» TASK REQUIREMENTS: From the entries that follow, copy exactly the lines beginning at the line holding "2. Skip the bytecode hash check for testnets." and continuing through the line holding "Store Optimism Config in config toml files".

■ ■ ■

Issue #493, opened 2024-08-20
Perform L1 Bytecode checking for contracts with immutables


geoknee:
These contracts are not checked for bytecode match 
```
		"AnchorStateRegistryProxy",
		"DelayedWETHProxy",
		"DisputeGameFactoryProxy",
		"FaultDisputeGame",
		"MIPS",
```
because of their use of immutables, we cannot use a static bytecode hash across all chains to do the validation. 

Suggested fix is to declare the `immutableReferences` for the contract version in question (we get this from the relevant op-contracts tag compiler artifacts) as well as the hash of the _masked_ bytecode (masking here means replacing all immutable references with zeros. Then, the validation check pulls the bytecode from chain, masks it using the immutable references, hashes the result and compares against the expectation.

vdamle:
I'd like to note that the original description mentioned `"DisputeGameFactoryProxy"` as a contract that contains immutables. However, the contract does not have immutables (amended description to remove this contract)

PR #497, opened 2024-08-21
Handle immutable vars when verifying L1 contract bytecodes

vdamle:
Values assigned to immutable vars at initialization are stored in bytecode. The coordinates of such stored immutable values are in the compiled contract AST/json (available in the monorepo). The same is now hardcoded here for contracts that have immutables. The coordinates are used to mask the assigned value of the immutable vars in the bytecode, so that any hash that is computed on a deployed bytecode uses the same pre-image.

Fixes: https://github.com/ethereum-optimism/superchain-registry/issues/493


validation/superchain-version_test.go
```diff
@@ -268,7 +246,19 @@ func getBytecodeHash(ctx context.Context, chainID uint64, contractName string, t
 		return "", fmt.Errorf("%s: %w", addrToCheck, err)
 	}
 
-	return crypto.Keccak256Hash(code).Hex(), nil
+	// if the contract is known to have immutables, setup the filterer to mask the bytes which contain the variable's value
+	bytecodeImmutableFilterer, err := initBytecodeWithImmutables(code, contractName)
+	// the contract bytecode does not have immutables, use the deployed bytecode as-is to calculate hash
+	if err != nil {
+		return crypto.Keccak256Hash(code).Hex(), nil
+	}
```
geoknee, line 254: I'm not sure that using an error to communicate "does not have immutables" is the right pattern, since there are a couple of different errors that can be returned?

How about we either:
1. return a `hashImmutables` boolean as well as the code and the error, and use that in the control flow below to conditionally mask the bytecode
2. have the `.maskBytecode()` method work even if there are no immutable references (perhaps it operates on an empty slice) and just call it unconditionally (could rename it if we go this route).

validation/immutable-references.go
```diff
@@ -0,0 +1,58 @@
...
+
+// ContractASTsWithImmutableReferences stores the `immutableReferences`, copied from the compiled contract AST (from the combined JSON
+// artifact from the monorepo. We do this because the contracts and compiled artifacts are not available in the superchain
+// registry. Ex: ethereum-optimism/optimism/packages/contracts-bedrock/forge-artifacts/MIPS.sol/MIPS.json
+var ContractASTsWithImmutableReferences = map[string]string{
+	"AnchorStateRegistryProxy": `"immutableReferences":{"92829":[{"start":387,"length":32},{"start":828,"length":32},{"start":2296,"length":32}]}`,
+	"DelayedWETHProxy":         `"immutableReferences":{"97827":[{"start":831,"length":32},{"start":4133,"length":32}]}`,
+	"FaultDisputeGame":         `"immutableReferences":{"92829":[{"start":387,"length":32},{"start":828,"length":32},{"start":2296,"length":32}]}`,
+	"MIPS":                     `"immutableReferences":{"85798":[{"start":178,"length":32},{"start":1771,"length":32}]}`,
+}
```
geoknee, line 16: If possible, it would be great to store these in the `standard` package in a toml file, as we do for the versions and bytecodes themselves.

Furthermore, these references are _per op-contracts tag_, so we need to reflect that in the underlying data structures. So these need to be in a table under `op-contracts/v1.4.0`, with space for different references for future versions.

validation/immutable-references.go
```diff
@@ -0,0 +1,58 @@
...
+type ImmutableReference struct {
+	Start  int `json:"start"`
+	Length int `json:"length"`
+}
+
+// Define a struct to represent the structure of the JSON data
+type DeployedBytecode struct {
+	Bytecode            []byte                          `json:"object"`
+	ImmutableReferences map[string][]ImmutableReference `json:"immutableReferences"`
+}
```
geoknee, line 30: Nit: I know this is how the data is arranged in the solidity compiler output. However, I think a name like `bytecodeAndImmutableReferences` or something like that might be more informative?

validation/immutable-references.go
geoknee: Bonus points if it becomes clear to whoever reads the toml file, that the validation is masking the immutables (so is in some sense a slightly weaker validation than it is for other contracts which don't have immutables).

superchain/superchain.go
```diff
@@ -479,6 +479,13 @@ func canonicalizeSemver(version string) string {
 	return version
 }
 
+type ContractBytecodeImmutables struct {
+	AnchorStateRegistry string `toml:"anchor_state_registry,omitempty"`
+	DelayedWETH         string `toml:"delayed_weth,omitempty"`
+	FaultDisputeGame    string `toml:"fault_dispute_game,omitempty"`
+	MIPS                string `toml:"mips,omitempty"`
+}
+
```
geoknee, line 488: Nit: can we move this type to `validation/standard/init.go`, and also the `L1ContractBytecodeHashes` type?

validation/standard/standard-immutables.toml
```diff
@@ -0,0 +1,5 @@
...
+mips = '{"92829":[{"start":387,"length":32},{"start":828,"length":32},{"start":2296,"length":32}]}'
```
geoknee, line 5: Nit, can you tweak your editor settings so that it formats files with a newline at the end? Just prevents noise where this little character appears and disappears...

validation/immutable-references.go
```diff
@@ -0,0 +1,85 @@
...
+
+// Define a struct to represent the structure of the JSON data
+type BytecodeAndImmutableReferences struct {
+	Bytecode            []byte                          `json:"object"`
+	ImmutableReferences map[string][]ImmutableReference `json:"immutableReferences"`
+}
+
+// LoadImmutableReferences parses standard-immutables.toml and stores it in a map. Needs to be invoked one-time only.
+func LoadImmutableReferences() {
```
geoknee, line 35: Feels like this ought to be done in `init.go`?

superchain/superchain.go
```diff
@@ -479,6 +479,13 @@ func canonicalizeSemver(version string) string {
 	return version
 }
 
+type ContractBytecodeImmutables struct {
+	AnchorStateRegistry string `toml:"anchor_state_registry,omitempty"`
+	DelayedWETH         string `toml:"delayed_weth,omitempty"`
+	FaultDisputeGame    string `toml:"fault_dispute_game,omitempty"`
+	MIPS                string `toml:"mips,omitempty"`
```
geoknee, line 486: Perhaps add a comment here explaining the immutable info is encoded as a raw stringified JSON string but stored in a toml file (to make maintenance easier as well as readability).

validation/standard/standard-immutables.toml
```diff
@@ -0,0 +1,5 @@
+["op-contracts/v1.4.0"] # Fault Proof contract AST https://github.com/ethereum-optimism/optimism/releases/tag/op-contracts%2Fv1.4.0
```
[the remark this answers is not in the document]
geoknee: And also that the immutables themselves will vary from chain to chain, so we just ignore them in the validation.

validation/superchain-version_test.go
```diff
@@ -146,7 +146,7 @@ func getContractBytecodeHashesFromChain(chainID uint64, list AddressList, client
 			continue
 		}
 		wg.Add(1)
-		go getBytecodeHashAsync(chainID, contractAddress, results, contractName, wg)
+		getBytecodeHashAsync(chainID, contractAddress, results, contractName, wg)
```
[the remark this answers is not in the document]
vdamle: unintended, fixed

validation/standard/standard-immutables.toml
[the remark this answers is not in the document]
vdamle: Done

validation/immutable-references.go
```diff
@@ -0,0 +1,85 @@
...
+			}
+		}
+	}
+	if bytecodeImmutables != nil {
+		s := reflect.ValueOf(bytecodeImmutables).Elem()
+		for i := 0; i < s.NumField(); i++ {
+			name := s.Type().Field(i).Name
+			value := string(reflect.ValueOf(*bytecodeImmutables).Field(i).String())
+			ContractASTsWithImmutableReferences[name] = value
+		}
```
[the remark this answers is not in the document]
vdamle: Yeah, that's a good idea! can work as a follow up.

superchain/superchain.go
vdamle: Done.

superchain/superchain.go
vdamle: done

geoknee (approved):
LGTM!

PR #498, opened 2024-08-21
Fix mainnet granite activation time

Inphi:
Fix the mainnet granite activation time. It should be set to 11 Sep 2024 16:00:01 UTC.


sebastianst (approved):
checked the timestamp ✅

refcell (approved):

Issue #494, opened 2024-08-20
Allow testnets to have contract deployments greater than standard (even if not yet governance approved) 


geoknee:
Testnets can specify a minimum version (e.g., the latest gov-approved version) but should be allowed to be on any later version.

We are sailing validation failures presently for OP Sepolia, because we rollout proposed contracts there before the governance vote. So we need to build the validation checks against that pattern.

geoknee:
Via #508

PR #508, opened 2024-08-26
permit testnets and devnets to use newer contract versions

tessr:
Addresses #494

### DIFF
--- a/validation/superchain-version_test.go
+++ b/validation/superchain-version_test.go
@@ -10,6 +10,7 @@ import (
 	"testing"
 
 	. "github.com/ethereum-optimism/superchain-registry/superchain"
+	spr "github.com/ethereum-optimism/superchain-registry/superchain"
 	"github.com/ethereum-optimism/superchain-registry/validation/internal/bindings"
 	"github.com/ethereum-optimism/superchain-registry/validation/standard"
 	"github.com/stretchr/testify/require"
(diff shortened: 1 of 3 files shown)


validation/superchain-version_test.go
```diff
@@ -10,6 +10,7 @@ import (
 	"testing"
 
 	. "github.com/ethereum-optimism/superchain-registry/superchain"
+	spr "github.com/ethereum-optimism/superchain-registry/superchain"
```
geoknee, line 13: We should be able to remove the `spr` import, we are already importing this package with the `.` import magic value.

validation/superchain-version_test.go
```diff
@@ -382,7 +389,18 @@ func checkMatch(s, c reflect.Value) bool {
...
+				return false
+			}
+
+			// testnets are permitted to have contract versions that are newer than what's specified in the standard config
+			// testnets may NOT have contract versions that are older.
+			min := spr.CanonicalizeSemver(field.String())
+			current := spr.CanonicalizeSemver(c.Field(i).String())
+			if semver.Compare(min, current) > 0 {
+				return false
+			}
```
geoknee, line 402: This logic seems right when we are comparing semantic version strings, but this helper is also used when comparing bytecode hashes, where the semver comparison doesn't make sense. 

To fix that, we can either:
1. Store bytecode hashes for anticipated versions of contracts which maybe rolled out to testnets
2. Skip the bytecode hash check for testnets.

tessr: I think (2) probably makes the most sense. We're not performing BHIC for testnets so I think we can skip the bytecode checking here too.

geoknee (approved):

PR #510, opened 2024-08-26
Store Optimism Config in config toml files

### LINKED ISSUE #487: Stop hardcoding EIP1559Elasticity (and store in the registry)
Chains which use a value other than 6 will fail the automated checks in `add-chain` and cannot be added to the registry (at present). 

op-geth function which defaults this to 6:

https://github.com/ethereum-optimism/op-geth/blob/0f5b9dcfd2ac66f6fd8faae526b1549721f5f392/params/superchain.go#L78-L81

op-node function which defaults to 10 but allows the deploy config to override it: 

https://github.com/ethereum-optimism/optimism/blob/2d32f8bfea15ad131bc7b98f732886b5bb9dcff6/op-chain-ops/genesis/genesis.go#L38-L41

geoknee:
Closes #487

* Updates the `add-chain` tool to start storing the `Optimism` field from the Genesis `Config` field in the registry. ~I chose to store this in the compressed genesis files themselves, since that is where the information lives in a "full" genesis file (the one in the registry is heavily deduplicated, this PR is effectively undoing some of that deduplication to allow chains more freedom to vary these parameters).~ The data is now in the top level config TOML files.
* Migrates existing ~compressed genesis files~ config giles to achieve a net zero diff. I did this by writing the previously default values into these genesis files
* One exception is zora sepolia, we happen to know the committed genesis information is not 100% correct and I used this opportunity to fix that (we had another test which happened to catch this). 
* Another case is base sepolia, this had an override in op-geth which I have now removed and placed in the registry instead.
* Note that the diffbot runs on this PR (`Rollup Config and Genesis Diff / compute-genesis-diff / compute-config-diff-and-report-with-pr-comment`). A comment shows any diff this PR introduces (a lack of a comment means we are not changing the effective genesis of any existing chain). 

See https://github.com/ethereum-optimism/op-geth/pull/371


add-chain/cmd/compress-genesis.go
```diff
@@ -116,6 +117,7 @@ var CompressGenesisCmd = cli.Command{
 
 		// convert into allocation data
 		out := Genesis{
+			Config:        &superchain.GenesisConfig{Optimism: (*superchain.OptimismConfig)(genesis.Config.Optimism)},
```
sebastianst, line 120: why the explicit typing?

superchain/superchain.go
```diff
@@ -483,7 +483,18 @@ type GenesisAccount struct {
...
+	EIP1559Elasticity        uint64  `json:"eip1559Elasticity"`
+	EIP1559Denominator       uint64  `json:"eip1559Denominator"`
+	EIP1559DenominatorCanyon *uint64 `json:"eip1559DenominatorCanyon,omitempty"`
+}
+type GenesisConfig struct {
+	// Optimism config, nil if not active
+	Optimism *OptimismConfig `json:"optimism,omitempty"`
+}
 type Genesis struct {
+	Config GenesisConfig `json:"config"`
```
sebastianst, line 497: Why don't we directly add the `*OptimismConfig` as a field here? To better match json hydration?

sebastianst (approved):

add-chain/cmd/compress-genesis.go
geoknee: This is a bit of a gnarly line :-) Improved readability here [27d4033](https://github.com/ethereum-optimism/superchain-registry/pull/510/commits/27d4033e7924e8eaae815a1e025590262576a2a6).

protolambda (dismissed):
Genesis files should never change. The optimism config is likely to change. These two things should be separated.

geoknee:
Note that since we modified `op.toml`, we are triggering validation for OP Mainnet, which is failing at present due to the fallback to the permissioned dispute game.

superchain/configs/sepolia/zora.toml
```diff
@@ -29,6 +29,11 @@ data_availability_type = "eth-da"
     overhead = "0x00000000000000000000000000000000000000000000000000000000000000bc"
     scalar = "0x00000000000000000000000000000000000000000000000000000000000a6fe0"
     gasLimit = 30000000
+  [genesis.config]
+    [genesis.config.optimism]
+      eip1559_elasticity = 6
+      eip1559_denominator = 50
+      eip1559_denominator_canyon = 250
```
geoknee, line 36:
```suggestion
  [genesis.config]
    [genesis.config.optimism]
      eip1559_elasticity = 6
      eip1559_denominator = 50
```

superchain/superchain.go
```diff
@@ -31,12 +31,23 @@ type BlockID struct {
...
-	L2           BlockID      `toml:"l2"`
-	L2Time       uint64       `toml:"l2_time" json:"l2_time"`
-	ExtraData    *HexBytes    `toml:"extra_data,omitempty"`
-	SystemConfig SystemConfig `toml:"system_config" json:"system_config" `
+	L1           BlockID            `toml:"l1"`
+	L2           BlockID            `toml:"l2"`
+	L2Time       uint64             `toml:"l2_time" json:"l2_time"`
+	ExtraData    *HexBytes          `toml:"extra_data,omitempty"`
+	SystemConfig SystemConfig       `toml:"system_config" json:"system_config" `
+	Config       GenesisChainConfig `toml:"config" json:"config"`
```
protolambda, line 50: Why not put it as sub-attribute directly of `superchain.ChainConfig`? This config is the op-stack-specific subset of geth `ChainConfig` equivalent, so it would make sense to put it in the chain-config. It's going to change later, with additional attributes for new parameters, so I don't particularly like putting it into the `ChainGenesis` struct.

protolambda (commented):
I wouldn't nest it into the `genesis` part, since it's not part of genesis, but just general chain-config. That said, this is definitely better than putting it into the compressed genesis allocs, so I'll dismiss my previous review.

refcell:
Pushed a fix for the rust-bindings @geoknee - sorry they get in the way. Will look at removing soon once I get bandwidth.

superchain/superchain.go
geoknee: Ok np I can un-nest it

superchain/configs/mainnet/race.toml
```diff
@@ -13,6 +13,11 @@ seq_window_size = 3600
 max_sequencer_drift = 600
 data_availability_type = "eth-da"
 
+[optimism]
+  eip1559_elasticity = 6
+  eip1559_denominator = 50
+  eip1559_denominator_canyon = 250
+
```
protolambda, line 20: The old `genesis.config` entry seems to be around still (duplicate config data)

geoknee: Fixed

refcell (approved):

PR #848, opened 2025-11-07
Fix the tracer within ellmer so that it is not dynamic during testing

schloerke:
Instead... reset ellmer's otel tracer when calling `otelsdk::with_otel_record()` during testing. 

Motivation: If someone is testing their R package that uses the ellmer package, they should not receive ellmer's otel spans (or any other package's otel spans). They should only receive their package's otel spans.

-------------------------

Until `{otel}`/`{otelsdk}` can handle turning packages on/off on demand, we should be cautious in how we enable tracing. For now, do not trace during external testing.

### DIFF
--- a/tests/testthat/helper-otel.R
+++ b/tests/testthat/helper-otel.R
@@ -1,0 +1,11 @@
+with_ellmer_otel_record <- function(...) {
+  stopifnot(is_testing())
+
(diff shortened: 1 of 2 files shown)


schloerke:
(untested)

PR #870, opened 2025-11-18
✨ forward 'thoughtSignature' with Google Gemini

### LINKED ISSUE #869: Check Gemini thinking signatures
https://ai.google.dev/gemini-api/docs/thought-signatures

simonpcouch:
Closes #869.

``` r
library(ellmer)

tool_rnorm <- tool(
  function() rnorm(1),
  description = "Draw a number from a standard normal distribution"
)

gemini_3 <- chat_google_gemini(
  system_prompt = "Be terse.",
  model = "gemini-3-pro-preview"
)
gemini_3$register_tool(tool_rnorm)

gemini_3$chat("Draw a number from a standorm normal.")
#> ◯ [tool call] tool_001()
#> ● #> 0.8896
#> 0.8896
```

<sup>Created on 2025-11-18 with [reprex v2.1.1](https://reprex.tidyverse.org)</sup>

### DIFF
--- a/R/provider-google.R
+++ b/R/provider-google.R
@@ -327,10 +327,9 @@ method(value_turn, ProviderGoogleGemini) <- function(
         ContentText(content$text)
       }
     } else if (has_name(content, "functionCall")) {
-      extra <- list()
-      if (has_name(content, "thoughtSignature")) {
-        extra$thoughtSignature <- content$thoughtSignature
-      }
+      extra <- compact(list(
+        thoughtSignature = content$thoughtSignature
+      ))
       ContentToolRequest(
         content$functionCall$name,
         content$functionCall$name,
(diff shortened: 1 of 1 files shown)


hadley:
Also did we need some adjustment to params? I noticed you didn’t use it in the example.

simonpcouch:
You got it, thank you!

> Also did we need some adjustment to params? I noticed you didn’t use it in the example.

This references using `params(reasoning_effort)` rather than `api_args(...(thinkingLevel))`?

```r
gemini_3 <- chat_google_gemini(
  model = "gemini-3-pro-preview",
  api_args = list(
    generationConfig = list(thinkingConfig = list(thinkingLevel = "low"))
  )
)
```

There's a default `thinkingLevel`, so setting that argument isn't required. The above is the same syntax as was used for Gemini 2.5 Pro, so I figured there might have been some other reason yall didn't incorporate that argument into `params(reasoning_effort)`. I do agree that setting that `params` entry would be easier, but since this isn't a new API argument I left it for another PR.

■ ■ ■

» FINISHED EXERCISE:
2. Skip the bytecode hash check for testnets.

tessr: I think (2) probably makes the most sense. We're not performing BHIC for testnets so I think we can skip the bytecode checking here too.

geoknee (approved):

PR #510, opened 2024-08-26
Store Optimism Config in config toml files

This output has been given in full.